THE Taliban held their first face-to-face talks with a joint US-EU delegation on Tuesday in Qatar as Brussels pledged one billion Euros in aid for Afghanistan.
European Commission President Ursula von der Leyen announced the EU aid package, stressing the funds are direct support for the Afghans and would be channelled through international organizations working on the ground, not to the Taliban’s interim government.
Whilst the aid package is really a welcome step to avert humanitarian crisis in the war-torn country but providing it through Non Government Organizations really shows their lack of trust on the new Afghan set-up.
Only the time will tell as to how the package is disbursed to bring some relief in the life of Afghan people.
In our view, however, it will have been far useful if the funds were provided directly to the interim Afghan set-up as they have control over the entire country and can better regulate and use them wherever needed the most.
This would also have helped the western countries to develop a better working relationship with the Taliban. It must be understood that the new set-up requires funds to run day-to-day affairs besides importing the items that are required in the country.
Leaving them high and dry will only take the situation towards the worst. Hence, the western countries will have to review their policy and unfreeze Afghanistan’s funds to the tune of about $ 9 billion.
The first priority should be that the basic needs of the Afghans are fulfilled in a timely manner before pressing for anything else.

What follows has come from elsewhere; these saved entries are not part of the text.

PR #1782, opened 2018-05-07
plugin/forward: erase expired connections by timer

rdrozhdzh:
 - in previous implementation, the expired connections resided in
   cache until new request to the same upstream/protocol came. In
   case if the upstream was unhealthy new request may come long time
   later or may not come at all. All this time expired connections
   held system resources (file descriptors, ephemeral ports). In my
   fix the expired connections and related resources are released
   by timer
 - decreased the complexity of taking connection from cache. The list
   of connections is treated as stack (LIFO queue), i.e. the connection
   is taken from the end of queue (the most fresh connection) and
   returned to the end (as it was implemented before). The remarkable
   thing is that all connections in the stack appear to be ordered by
   'used' field
 - the cleanup() method finds the first good (not expired) connection
   in stack with binary search, since all connections are ordered by
   'used' field

#1768

### DIFF
--- a/plugin/forward/persistent.go
+++ b/plugin/forward/persistent.go
@@ -3,6 +3,7 @@ package forward
 import (
 	"crypto/tls"
 	"net"
+	"sort"
 	"time"
 
 	"github.com/miekg/dns"
@@ -53,28 +54,24 @@ func (t *transport) len() int {
 
 // connManagers manages the persistent connection cache for UDP and TCP.
 func (t *transport) connManager() {
-
+	timer := time.NewTimer(t.expire)
 Wait:
 	for {
 		select {
 		case proto := <-t.dial:
-			// Yes O(n), shouldn't put millions in here. We walk all connection until we find the first
-			// one that is usuable.
-			i := 0
-			for i = 0; i < len(t.conns[proto]); i++ {
-				pc := t.conns[proto][i]
+			// take the last used conn - complexity O(1)
+			if stack := t.conns[proto]; len(stack) > 0 {
+				pc := stack[len(stack)-1]
 				if time.Since(pc.used) < t.expire {
 					// Found one, remove from pool and return this conn.
-					t.conns[proto] = t.conns[proto][i+1:]
+					t.conns[proto] = stack[:len(stack)-1]
 					t.ret <- pc.c
 					continue Wait
 				}
-				// This conn has expired. Close it.
-				pc.c.Close()
+				// clear entire cache if the last conn is expired
+				go closeConns(stack)
+				t.conns[proto] = nil
 			}
-
-			// Not conns were found. Connect to the upstream to create one.
-			t.conns[proto] = t.conns[proto][i:]
 			SocketGauge.WithLabelValues(t.addr).Set(float64(t.len()))
 
 			t.ret <- nil
@@ -96,10 +93,47 @@ Wait:
 
 			t.conns["tcp-tls"] = append(t.conns["tcp-tls"], &persistConn{conn, time.Now()})
 
+		case <-timer.C:
+			t.cleanup(false)
+			timer.Reset(t.expire)
+
 		case <-t.stop:
+			t.cleanup(true)
 			close(t.ret)
 			return
 		}
+	}
+}
+
+// closeConns closes connections.
+func closeConns(conns []*persistConn) {
+	for _, pc := range conns {
+		pc.c.Close()
+	}
+}
+
+// cleanup removes connections from cache.
+func (t *transport) cleanup(all bool) {
+	staleTime := time.Now().Add(-t.expire)
+	for proto, stack := range t.conns {
+		if len(stack) == 0 {
+			continue
+		}
+		if all {
+			go closeConns(stack)
+			t.conns[proto] = nil
+			continue
+		}
+		if stack[0].used.After(staleTime) {
+			continue
+		}
+
+		// connections in stack are sorted by "used"
+		good := sort.Search(len(stack), func(i int) bool {
+			return stack[i].used.After(staleTime)
+		})
+		go closeConns(stack[:good])
+		t.conns[proto] = stack[good:]
 	}
 }
 
--- a/plugin/forward/persistent.go
+++ b/plugin/forward/persistent.go
@@ -69,6 +69,8 @@ Wait:
 				}
 				// clear entire cache if the last conn is expired
 				t.conns[proto] = nil
+				// now, the connections being passed to closeConns() are not reachable from
+				// transport methods anymore. So, it's safe to close them in a separate goroutine
 				go closeConns(stack)
 			}
 			SocketGauge.WithLabelValues(t.addr).Set(float64(t.len()))
@@ -119,6 +121,8 @@ func (t *transport) cleanup(all bool) {
 		}
 		if all {
 			t.conns[proto] = nil
+			// now, the connections being passed to closeConns() are not reachable from
+			// transport methods anymore. So, it's safe to close them in a separate goroutine
 			go closeConns(stack)
 			continue
 		}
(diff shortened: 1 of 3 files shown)


plugin/forward/persistent.go
```diff
@@ -96,13 +92,49 @@ Wait:
...
+			t.cleanup(true)
 			close(t.ret)
 			return
 		}
 	}
 }
 
+// closeConns closes connections.
+func closeConns(conns []*persistConn) {
+	for _, pc := range conns {
```
miekg, line 110: Doing this in a goroutine is a data race on conns, no?

plugin/forward/persistent.go
```diff
@@ -96,13 +92,49 @@ Wait:
...
+			go closeConns(stack)
+			t.conns[proto] = nil
+			continue
+		}
+		if stack[0].used.After(staleTime) {
+			continue
+		}
+
+		// connections in stack are sorted by "used"
+		good := sort.Search(len(stack), func(i int) bool {
```
miekg, line 134: So you're moving the complexity to this function, which would be O(n*log(n)) I guess, best case. I opted not doing this because we just want a conn that is valid, not the last one used...

miekg (changes requested):
Thanks for picking this up. This bugged me as well, as my local monitoring showed 4 conns that never expired.

I think we don't really need the Sort. The closing is more tricky, as you don't want to hold up giving out new connections...

plugin/forward/persistent.go
rdrozhdzh: I remove these connections from `transport.conns` before calling `closeConns()`, so they are unreachable from transport anymore

plugin/forward/persistent.go
rdrozhdzh: > So you're moving the complexity to this function, which would be O(n*log(n))

I believe the complexity of Search() is O(log(n)). So, this should be faster than iterating over all cached connections.

> we just want a conn that is valid, not the last one used...

yes, and the fastest way to find a valid connection is to check the last one. Since it was added last, it has higher probability (comparing to other connections) that it is not expired. If the last (in the slice) connection is expired this means all previous connections are expired as well, we even don't need to check them

Another benefit of taking connection from the end of slice is that we would potentially process higher traffic with less connections in cache (i.e. consume less system resources). Lets consider the following case.

Expiration time is 10s. We have 100 connections in cache after some previous user activity. At some point user starts sending 1 DNS query each 100ms. The DNS processing time is 10ms.

The original code will take a cached connection **from the begin** of cached conns and 10ms later it will add the connection back to the end of conns list with updated "used" timestamp. So, it will just rotate the 100 connections in the cache without releasing them, because each connection will be periodically updated with new timestamp, and no connection will expire

The new code will take a connection **from the end** of list and 10ms later the connection will be added back to the end of conns list with updated "used" timestamp. On next request we will use same connection again. After 10s all connections except the last one will get expired and released (by timer). Only one connection will reside in cache and this single connection would be enough to process current load (i.e. 1 query per 100ms)

So, I would say the new approach is more adaptive to the load and more prudent about system resources

rdrozhdzh:
@miekg, please clarify which changes you want me to add here

miekg:
sorry to be late; busy w/ work lately. Looking now.

your replies are convincing

plugin/forward/persistent.go
miekg: But `conns` is and because we're only `ranging` over it; that makes it save?

plugin/forward/persistent.go
miekg: ok, trust you on this.

plugin/forward/persistent.go
rdrozhdzh: `conns` here is just a parameter passed to `closeConns()`, i.e. local variable. This is not the same as `transport.conns`

miekg: it's a slice, so the underlaying array is shared between the two; it still don't think this is safe to do...

miekg: To move this forward, can we not expire and sort in a separate goroutine? (We do need to quantify the potential stall then though)

rdrozhdzh: yes, the `conns` is a slice, but the underlaying array is not shared. The second reference to this array is erased from `transport.conns` right before calling `closeConns()`, see the lines
https://github.com/coredns/coredns/pull/1782/files#diff-c641d6db9fa84aad4501394efccea2dbR71
and
https://github.com/coredns/coredns/pull/1782/files#diff-c641d6db9fa84aad4501394efccea2dbR133

And seems I missed the line
https://github.com/coredns/coredns/pull/1782/files#diff-c641d6db9fa84aad4501394efccea2dbR122
which also should be moved before `closeConns()`

We actually don't expire and search connections in a separate goroutine. The `cleanup()` is called synchronously from `connManager()`. We only call  `closeConns()` in a separate goroutine which just closes connections which are not accessible from `connManager()` anymore

rdrozhdzh: Well, strictly speaking, in case of https://github.com/coredns/coredns/pull/1782/files#diff-c641d6db9fa84aad4501394efccea2dbR133 the same underlying array is still used, but slices are not intersected. I.e. `connManager()` has a slice with no references to the connections passed to `closeConns()` with another slice. Adding new connection to cache cannot affect the connections passed to `closeConns()`

miekg: ok

miekg:
@johnbelamaric do you have some spare cycles to take a look here. 

The final conclusion looks to be this is OK, but I like a second opinion.

plugin/forward/persistent.go
johnbelamaric: I don't think that's true. I *think* the little program below will simulate this situation:

```
package main

import (
        "log"
        "time"
)

func close(s []int) {
        log.Println("Pre-sleep closing: ", s)
        time.Sleep(1*time.Second)
        log.Println("Post-sleep closing: ", s)
}

func add(s []int) {
}

func main() {
        log.Println("Hi")

        s := make([]int,10)
        for i := 0; i < 10; i++ {
                s[i] = i
        }

        ss := s[5:]
        s = s[:5]
        go close(ss)

        time.Sleep(time.Second/2)
        s = append(s,100)

        time.Sleep(2*time.Second)
        log.Println("s = ", s)
}
```

Running this we see:

```
jbelamaric@ANN-M-JBELAMARIC [k8s:minikube] ~/slices$ go run main.go
2018/05/23 18:28:30 Hi
2018/05/23 18:28:30 Pre-sleep closing:  [5 6 7 8 9]
2018/05/23 18:28:31 Post-sleep closing:  [100 6 7 8 9]
2018/05/23 18:28:32 s =  [0 1 2 3 4 100]
jbelamaric@ANN-M-JBELAMARIC [k8s:minikube] ~/slices$
```

Is there something different about that and the situation here?

rdrozhdzh: @johnbelamaric , your case is different

I pass to the `closeConns()` goroutine the slice which points to the beginning part of the array. And the slice pointing to remaining part overwrites the original slice in transport object which previously pointed to whole array . So, the transport cannot access the elements which resided in the beginning of the original array anymore. If transport appends new element it will be either added to the end of original array, or added to a newly allocated array after copying elements which were accessible from the transport slice. In any case the elements passed to `closeConns()` will remain in place and will not change.

To simulate this situaltion, you need to replace
```
        ss := s[5:]
        s = s[:5]
```
in your example with 
```
        ss := s[:5]
        s = s[5:]
```

johnbelamaric: Ah, got it. Ok 👍

miekg: Thanks both.

We're good to go then?

miekg: I would like some comments in the code on this; it's not *that* obvious how the race is avoided.

rdrozhdzh: done

miekg:
@johnbelamaric happy as well?

miekg (approved):

johnbelamaric (approved):
👍

johnbelamaric:
Pending seeing the CI work!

Whilst forgetting the bitterness of the past, both the sides will have to move forward with a positive frame of mind to heal the wounds of Afghan people.
The consultation process between the Taliban and the western countries must go on without any hiatus in order to take the matters towards improvement and pave the way for rebuilding of the conflict- ridden country. The West has a greater responsibility to rehabilitate the life of ordinary Afghans.